I saw somebody make a trap out of a barrel on here a while back. I was just wondering what they did to make it work. If anybody has any info please reply.

Thanks in advance.


----------



## predator hunter (May 4, 2006)

Or maybee I could secure the barrel to a tree and put some bait on the bottom. That way when they go in the barrel they cant get back out.
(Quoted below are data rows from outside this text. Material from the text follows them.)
PR #193, opened 2017-12-09
Unify execute_command across platforms

### LINKED ISSUE #178: hang with exec

reima:
Fixes #178 by proving an empty stdin, which leads to the command not blocking on input.

To achieve this, I removed the `#[cfg(all(unix))]` implementation of `execute_command` in favor of the simpler `#[cfg(not(unix))]` implementation (which is now used unconditionally). This implementation uses `Command::output`, which by default captures stdout and stderr and provides an empty stdin.

Incidentally, this also fixes an (unreported) bug in the removed `execute_command` implementation: when the command output grew larger than the size of a pipe, a deadlock occured:
* The command was blocked on writing to the filled pipe.
* _fd_ was blocked on waiting for the command to finish.

I'm not entirely sure why we even had the removed `execute_command` to begin with, as using the `Command`'s built-in output capture features seem to work just fine on Unix configurations.

### DIFF
--- a/src/exec/command.rs
+++ b/src/exec/command.rs
@@ -9,21 +9,18 @@
 use std::process::Command;
 use std::sync::{Arc, Mutex};
 use std::io;
+use std::io::Write;
 
 /// Executes a command.
-#[cfg(not(unix))]
 pub fn execute_command(mut cmd: Command, out_perm: Arc<Mutex<()>>) {
-    use std::process::Stdio;
-    use std::io::Write;
-
     // Spawn the supplied command.
-    let output = cmd.stdout(Stdio::piped()).stderr(Stdio::piped()).output();
+    let output = cmd.output();
 
     // Then wait for the command to exit, if it was spawned.
     match output {
         Ok(output) => {
             // While this lock is active, this thread will be the only thread allowed
-            // to write it's outputs.
+            // to write its outputs.
             let _lock = out_perm.lock().unwrap();
 
             let stdout = io::stdout();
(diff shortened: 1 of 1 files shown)


iology:
@mmstick /cc

I also tried using `Command::output`, but it doen't capture anything on my mac. So, that separate implementation is a fix for unixes, not RedoxOS.

iology:
Ah, sorry, I said it wrong. It does capture output but there seemed to be something wrong with stdin. I don't remember.

mmstick:
Is `STDIN_FILENO` being closed in the child before executing the command?

iology:
Yes, the stdin is closed. (checked with libc::isatty in `.before_exec()`)

But the doc [said] Command::output: By default, **stdin**, stdout and stderr are captured (and used to provide the resulting output).

[said]: https://doc.rust-lang.org/src/std/process.rs.html#636-637

reima:
@mmstick Yes. Technically [std::process::Command::output](https://github.com/rust-lang/rust/blob/1.22.1/src/libstd/process.rs#L655) excutes the command first with the command's stdin set to `/dev/null` (`null:` on Redox, `NUL` on Windows), and then closes the command's stdin in [std::process::Child::wait_with_output](https://github.com/rust-lang/rust/blob/1.22.1/src/libstd/process.rs#L1229).

sharkdp:
Thank you very much!

iology:
This issue confirm the behavior of `Command::output`: https://github.com/rust-lang/rust/pull/46220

Please post your opinion.


----------



## xdeano (Jan 14, 2005)

bucket trap with a 220? 
xdeano


----------



## predator hunter (May 4, 2006)

Now how would that work?


----------



## xdeano (Jan 14, 2005)

just get a 5 gallon bucket, or cat litter square buckets they work the best because they are square already. anyhow cut little slits in both sides of the bucket the width of the trap springs when set and have the trap recessed in the bucket a few inches. then find a good spot next to a river, creek, slough, lake, etc that you find your sign and bait the bucket with sardines inside or some type of fish oil. or if you know you have cats in the area bait with some molassis. stake your trap and bucket and away you go. i'll quick find a pic some place. and post the addy.
this is a good example:
http://nwco.net/0531-StepThreeLethalToo ... gTraps.asp

have fun and good luck.
xdeano


----------



## predator hunter (May 4, 2006)

Thanks for the info. Ill have to get a trap but I allready have other materials. :sniper:


----------



## Wld Fowl (May 29, 2006)

If you are talking about the 55gal drum trap. You put bait at the bottom of a 55gal drum a 2x6 plank on the drum like a ramp. The ***** just walk up and fall in and can't get out.


----------



## xdeano (Jan 14, 2005)

yeah that should work too. I did that a few time in an old well hole, they had taken out the pump so it was a 3 foot in diameter and about 5-6 feet deep hole. worked great. It did suck having to carry a ladder though. but the 55gallon drum sounds just the same. good luck. 
xdeano


----------



## predator hunter (May 4, 2006)

thanks for the info. I want to paint it or put A tarp on it so it dont stand out so bad. But yeah I have a 55 gal. barrel


----------